About this task
Provide an exact transcription of all the records.

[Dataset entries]
►
PR #1168, opened 2017-11-02
Use section templates for all fe_page sections

aschempp:


leofeyer:
As discussed in Mumble on November 2nd, 2017, the majority of the participants did not like this approach.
◄
Response to the task
PR #1168, opened 2017-11-02
Use section templates for all fe_page sections

aschempp:


leofeyer:
As discussed in Mumble on November 2nd, 2017, the majority of the participants did not like this approach.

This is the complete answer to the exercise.